▶ [What is required] Repeat exactly the lines below that lie between the line with "4. ZDOTDIR overwritten" and the line with "Flox to not", counting both of those lines as part of the answer.

(Records to use)

PR #1445, opened 2024-05-10
chore(show): Rename search-term to pkg-path

dcarley:
## Proposed Changes

To indicate to the user that we're matching a single item rather than searching for multiple packages with a partial string.

I've left the naming in `construct_show_params` and below because it's specific to `pkgdb` terminology.

---

Noticed this while working on https://github.com/flox/flox/pull/1444 which it may cause merge conflicts with but thought it was worth reviewing in its own right.

## Release Notes

N/A, probably not worth mentioning.


mkenigs (changes requested):
Looks good, but man page needs update

mkenigs:
The man page is generated from `cli/flox/doc/flox-show.md`

ysndr:
@dcarley can you also update the example then?

dcarley:
> @dcarley can you also update the example then?

Just done in https://github.com/flox/flox/pull/1451. They shouldn't merge conflict with each other.

mkenigs (approved):

ysndr (approved):

mkenigs (approved):

PR #1462, opened 2024-05-16
feat: enable shellcheck verification of activation scripts

limeytexan:
## Proposed Changes

PR#1460 introduces the idea of invoking shellcheck for activation scripts but disables all the checks to make it easier to validate the script contents through the refactor. This PR builds upon that effort to fix all the syntax issues and enable the checks.

## Release Notes

N/A

### DIFF
--- a/pkgdb/src/buildenv/assets/activate
+++ b/pkgdb/src/buildenv/assets/activate
@@ -1,5 +1,5 @@
 #!/usr/bin/env bash
-# shellcheck shell=bash disable=all
+# shellcheck shell=bash disable=SC1090,SC1091
 export _coreutils="@coreutils@"
 export _gnused="@gnused@"
 export _zdotdir="@out@/activate.d/zdotdir"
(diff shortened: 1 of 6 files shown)


limeytexan:
Converting to draft while we await the merging of #1460

mkenigs (dismissed):

pkgdb/src/buildenv/assets/activate
```diff
@@ -93,11 +93,11 @@ if [ $flox_env_found -eq 0 ]; then
   # other things) prepending this environment's bin directory to the PATH.
   if [ -d "$FLOX_ENV/etc/profile.d" ]; then
     declare -a _prof_scripts;
-    _prof_scripts=( $(
-      cd "$FLOX_ENV/etc/profile.d";
+    read -r -d '' -a _prof_scripts < <(
```
mkenigs, line 96: nonblocking question: what was the shellcheck complaint here?

mkenigs (approved):

pkgdb/src/buildenv/assets/activate
limeytexan: It was related to shellcheck wanting to quote the `"$(...)"` invocation with double quotes, which then caused the results to be interpreted as a string rather than an array. Replacing with `read` is a more explicit way of parsing data into an array ... probably should have gone with that in the first place.  😄

Issue #1463, opened 2024-05-16
'flox activate' overwrites ZDOTDIR when eval'd (and unsets it when run)


eikenb:
**Describe the bug:**

The latest release (1.0.5) broke my ZSH config usage of ZDOTDIR, as flox overwrites the ZDOTDIR setting in my .zshenv. Here's the offending ZDOTDIR bits extracted from the eval'd command...

```sh 
[~]print $(flox activate) | tr ';' '\n' | grep ZDOTDIR
 export FLOX_ORIG_ZDOTDIR=""
 export ZDOTDIR="/nix/store/dazajghiiqr0cc9hpgawdpksgn73kl3s-flox-activate.d/zdotdir"
```

If I run `flox activate` at the command line, ZDOTDIR is unset.

Downgrading back to 1.0.4 didn't help as I was still getting errors and at that point I just  nuked everything and recreated my environments as I needed a working environment.

**Steps to reproduce:**
1. install flox 1.0.5
2. set ZDOTDIR to something
3. eval $(flox activate)
4. ZDOTDIR overwritten to new value (see above)
Alt..
1. install flox 1.0.5
2. set ZDOTDIR to something
3. `flox activate` at the CLI
4. ZDOTDIR unset
 
Result:
ZDOTDIR is modified.

Expected:
Flox to not change (or if it does, to fix it after) a core ZSH environment variable.

**flox Version (run `flox --version` if possible):**
1.0.5

**`uname -a` output:**
Linux alia 6.5.0-0.deb12.4-amd64 #1 SMP PREEMPT_DYNAMIC Debian 6.5.10-1~bpo12+1 (2023-11-23) x86_64 GNU/Linux

eikenb:
One note about how I set my ZDOTDIR... I have this in my .zshenv to set it.

```sh
export BASE_ZDOTDIR=$HOME/.zsh
if [ -z "$ZDOTDIR" ]; then
    export ZDOTDIR=$BASE_ZDOTDIR
fi
```

I set it this way as I have a couple other uses of ZDOTDIR where I still want to keep references to my original. But I thought this might interfere with your resetting it.

I found the [Flox zdotdir README](https://github.com/flox/flox/blob/main/pkgdb/src/buildenv/assets/activate.d/README.md), so it does look like you are trying to handle this correctly and it must be some conflict in setups and this is the first thing I could think of.

I can try to test this some more in a VM if there isn't something obvious. I can look  at this later as well... after work.

[...]

PR #1467, opened 2024-05-21
fix: restore original ZDOTDIR after activation

limeytexan:
## Proposed Changes
    
This patch refactors the flox-provided `zdotdir` collection of zsh init scripts to ensure that the original value of ZDOTDIR is restored following activation, and amends the activation logic to be more consistent and robust in interactive login shell case (which previously could be broken by a user's ~/.login file).

This patch also updates the README.md file to reflect the updated logic.
    
Finally, this patch updates the trace verbosity for zsh to selectively enable `compinit` tracing only with verbosity levels 3 and above, whereas it had previously been enabled at level 2. This tracing is particularly verbose, which had significantly reduced the usefulness of the tracing.

## Release Notes

* fixed bug (#1463) which caused the user-specified `ZDOTDIR` to be unset with flox activations


cli/tests/activate.bats
```diff
@@ -924,3 +924,23 @@ EOF
 }
 
 # ---------------------------------------------------------------------------- #
+
+# bats test_tags=activate,activate:zdotdir,activate:zdotdir:bash
+@test "bash: preserve custom ZDOTDIR" {
```
mkenigs, line 929: question nonblocking: 🤔 do we touch ZDOTDIR for a bash activation?

mkenigs (changes requested):
blocking: the `[[ -o interactive ]] || [[ -o login ]] || [ -z "$FLOX_ZSH_INIT_SCRIPT" ] || source "$FLOX_ZSH_INIT_SCRIPT"` changes need tests or to be in a separate PR

cli/tests/activate.bats
limeytexan: We don't, but thought it seemed a reasonable test to ensure we don't inadvertently set the variable - you never know when someone will launch zsh as a child process of a bash invocation.

limeytexan:
> blocking: the [[ -o interactive ]] || [[ -o login ]] || [ -z "$FLOX_ZSH_INIT_SCRIPT" ] || source "$FLOX_ZSH_INIT_SCRIPT" changes need tests or to be in a separate PR

@mkenigs can you clarify? The updates to README.md explain the reasoning behind the change - are you explicitly requesting for a test to be added covering the zsh login shell case?

mkenigs:
> > blocking: the [[ -o interactive ]] || [[ -o login ]] || [ -z "$FLOX_ZSH_INIT_SCRIPT" ] || source "$FLOX_ZSH_INIT_SCRIPT" changes need tests or to be in a separate PR
> 
> @mkenigs can you clarify? The updates to README.md explain the reasoning behind the change - are you explicitly requesting for a test to be added covering the zsh login shell case?

Yes - the logic is spread across multiple files and depends on knowledge of how zsh initialization works. It could completely break `activate` in certain cases if the logic is messed up. I think that either needs a test or a good explanation of why we can't test it

cli/tests/activate.bats
```diff
@@ -924,3 +924,76 @@ EOF
...
+# ---------------------------------------------------------------------------- #
+
+# bats test_tags=activate,activate:zdotdir,activate:zdotdir:zshenv
+@test "zdotdir: test zshenv activation" {
+  echo "echo sourcing .zshenv" > "$HOME/.zshenv"
+  echo "echo sourcing .zshrc" > "$HOME/.zshrc"
+  echo "echo sourcing .zlogin" > "$HOME/.zlogin"
+  "$FLOX_BIN" delete -f
+  "$FLOX_BIN" init
+  run "$FLOX_BIN" install hello
```
mkenigs, line 955: nonblocking: do we need the `install`? That just makes the test slower

limeytexan:
Spoke with @mkenigs offline, added tests for each of the [3] zsh invocation cases: non-interactive, interactive non-login, and interactive login. Each of these verify the correct operation of the flox zsh init script by exercising the ability to invoke `hello` as installed to the environment.

mkenigs (approved):

cli/tests/activate.bats
limeytexan: yeah I was looking for some other way to do that; there's no sentinel variable set by the zsh init script, the best I can imagine is looking for `$FLOX_ENV/bin` as the first element in the `$PATH`. If you want to make that change then it's fine by me, or we could add a sentinel variable to each of the `./pkgdb/src/buildenv/assets/activate.d/{bash,zsh}` init scripts?

limeytexan: Added patch to fix this in https://github.com/flox/flox/pull/1475

PR #1469, opened 2024-05-21
test: set catalog feature for unimpacted tests

mkenigs:
To verify there's no breakage from the catalog, set the catalog feature flag for several test files that don't use the catalog at all. Even after the catalog is stable, we'll want to set empty mock responses for these tests so they don't accidentally hit the server.


dcarley (approved):

cli/tests/auth.bats
```diff
@@ -15,6 +15,15 @@ load test_support.bash
 
 setup_file() {
   common_file_setup
+  export FLOX_FEATURES_USE_CATALOG=true
+  export  _FLOX_USE_CATALOG_MOCK="${BATS_FILE_TMPDIR}/empty-responses.json"
+  echo "[]" > "$_FLOX_USE_CATALOG_MOCK"
```
dcarley, line 20: Late thought after ticket refinement: we could commit this file to `tests/catalog_responses/empty-responses.json` to re-use this.

mkenigs:
I missed there's actually one `flox install` in cross-system, I'll grab that in a followup

zmitchell (approved):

(End Records to use)

▶ [Exercise response]
4. ZDOTDIR overwritten to new value (see above)
Alt..
1. install flox 1.0.5
2. set ZDOTDIR to something
3. `flox activate` at the CLI
4. ZDOTDIR unset
 
Result:
ZDOTDIR is modified.

Expected:
Flox to not change (or if it does, to fix it after) a core ZSH environment variable.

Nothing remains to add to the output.